Beide Recorder können auch ganz ohne Video nur Audio aufzeichnen. Hier merkt man die Verwandtschaft zu den Handy Recordern der Zoom H-Serie. Man bekommt also mit einem Q nicht nur eine Kamera, sondern einen vollwertigen Handy-Recorder mit Kamera.
Ein Gewinde für Standard-Foto- und Videostative ist auf den Böden beider Recorder zu finden. Allerdings ist mir aufgefallen, dass man das Display des Q4n nicht öffnen kann, wenn der Recorder auf einem Stativ mit großer Platte montiert ist. Beim Q8 gibt es dieses Problem nicht, da hier ein paar Millimeter Platz zwischen der Unterkante des Displays und der Stativplatte sind.

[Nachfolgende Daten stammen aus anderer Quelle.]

PR #833, opened 2023-02-01
release: publish release artifact

alexeagle:
GitHub's stability guarantee for the archive is iffy, and we want metrics on downloads. See bazel-contrib/SIG-rules-authors#11 (comment)


kormide (approved):
:surfing_man:

PR #834, opened 2023-02-01
fix: delete .git folder when downloading npm package from git

kormide:
An ssh keypair is required to clone via ssh. Secrets aren't accessible in GitHub actions on forks, so I had to move the test to an e2e that is exclusively run inside this repo.


gregmagolan (approved):
🧙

Die Stromversorgung kann über Lithium-Ionen-Akkus oder über USB laufen. Im Test zeigten die Batterieanzeigen beider Recorder noch ungefähr ein Drittel Ladung an, nach ungefähr zwei Stunden Aufnahmen in höchster Auflösung, bei geöffnetem Display und kurzen Unterbrechungen. Die Akkus können im Recorder über USB geladen werden, solange der Recorder nicht eingeschaltet ist.
Ich hätte mir gewünscht, dass es eine Möglichkeit gibt den Pegel der eingebauten Lautsprecher und Kopfhörerausgänge direkt mit Reglern oder Tasten, wie beim H6, zu verändern und nicht am Touchdisplay.